• GIVEN DATA
Segment Open

PR #2136, opened 2022-05-19
Filter query and subscription data using confirmation depth, chain height, and block height

b-vennes:
## Purpose

Data retrieved using queries and subscriptions should only be sent to the client if the associated block height is below the requested confirmation depth.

Segment Closed

• ASSIGNMENT
The answer should reproduce all of the data without any alteration.

• EXERCISE RESPONSE
PR #2136, opened 2022-05-19
Filter query and subscription data using confirmation depth, chain height, and block height

b-vennes:
## Purpose

Data retrieved using queries and subscriptions should only be sent to the client if the associated block height is below the requested confirmation depth.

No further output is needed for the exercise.